Word for word, copy all of the entries.

Items listed in a dataset:
========

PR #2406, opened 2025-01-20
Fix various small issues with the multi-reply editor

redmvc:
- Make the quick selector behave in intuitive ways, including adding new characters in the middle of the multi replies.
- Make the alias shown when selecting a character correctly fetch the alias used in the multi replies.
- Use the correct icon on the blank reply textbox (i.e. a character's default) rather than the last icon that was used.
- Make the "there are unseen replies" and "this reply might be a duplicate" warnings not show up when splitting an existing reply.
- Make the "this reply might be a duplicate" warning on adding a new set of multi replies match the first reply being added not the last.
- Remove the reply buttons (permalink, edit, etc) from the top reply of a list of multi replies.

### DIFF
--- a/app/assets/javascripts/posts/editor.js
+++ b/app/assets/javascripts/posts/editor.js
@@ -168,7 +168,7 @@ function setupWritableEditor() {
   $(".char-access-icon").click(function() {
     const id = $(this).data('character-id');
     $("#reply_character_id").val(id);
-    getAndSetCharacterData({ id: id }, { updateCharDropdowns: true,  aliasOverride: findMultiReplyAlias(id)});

========

## WRITTEN RESPONSE
PR #2406, opened 2025-01-20
Fix various small issues with the multi-reply editor

redmvc:
- Make the quick selector behave in intuitive ways, including adding new characters in the middle of the multi replies.
- Make the alias shown when selecting a character correctly fetch the alias used in the multi replies.
- Use the correct icon on the blank reply textbox (i.e. a character's default) rather than the last icon that was used.
- Make the "there are unseen replies" and "this reply might be a duplicate" warnings not show up when splitting an existing reply.
- Make the "this reply might be a duplicate" warning on adding a new set of multi replies match the first reply being added not the last.
- Remove the reply buttons (permalink, edit, etc) from the top reply of a list of multi replies.

### DIFF
--- a/app/assets/javascripts/posts/editor.js
+++ b/app/assets/javascripts/posts/editor.js
@@ -168,7 +168,7 @@ function setupWritableEditor() {
   $(".char-access-icon").click(function() {
     const id = $(this).data('character-id');
     $("#reply_character_id").val(id);
-    getAndSetCharacterData({ id: id }, { updateCharDropdowns: true,  aliasOverride: findMultiReplyAlias(id)});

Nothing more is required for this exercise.